Somos conscientes de que la aprobación de la ILP no va suponer una prohibición instantánea de la lidia. La iniciativa aún ha de superar enmiendas, debates, redacciones y comisiones parlamentarias hasta debatirse en pleno. Pero lo que es importante, es que el primer paso ya está dado.
Lo que pretende la ILP es modificar la actual Ley de protección de animales, que si bien prohibe el uso de animales en "peleas y espectáculos" si se les ocasiona sufrimiento de "tratamientos antinaturales", contiene dos excepciones: las corridas de toros y los 'correbous'.
Los defensores argumentan que el toro nace para morir en la plaza y que sin Fiesta en los ruedos la especie se extinguiría. Per para cualquiera que respete a los animales el predeterminar a una serie de individuos para ser masacrados es como menos un acto de crueldad premeditada. El toro de lidia es un bóvido cuya bravura no es más que la selección que los ganaderos han hecho a lo largo de muchos siglos y que han acrecentado incentivando sus rasgos violentos desde que el animal nace. Aun así muchos toros de lidia son tildados de mansos al llegar a la plaza de toros y sufrirán aun más castigo si cabe por su falta de “bravura”.

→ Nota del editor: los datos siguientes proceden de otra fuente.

PR #8017, opened 2021-03-29
Fix String.fromCharCode py error

darzu:
Fixes: https://github.com/microsoft/pxt-microbit/issues/3152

El Mercurio Digital viene defendiendo desde sus principios el respeto y la protección de los animales, rechazando todas aquellos actos individuales, colectivos o sociales que se basan en el maltrato de aquellos o lo practican de alguna forma.
Rechazamos por ello las corridas de toros, como actos que denigran al ser humano. Creemos que ni su carácter tradicional, ni su componente estético o cultural, ni su institucionalización en países como España, justifican en modo alguno el cruel maltrato.
Tampoco creemos que puedan justificarse las corridas por la ausencia de derechos de los animales. Esto no es más que trasladar al ámbito animal lo que corresponde al humano: ser sujeto de derechos y obligaciones (y, entre éstas, el respeto y la protección de los animales).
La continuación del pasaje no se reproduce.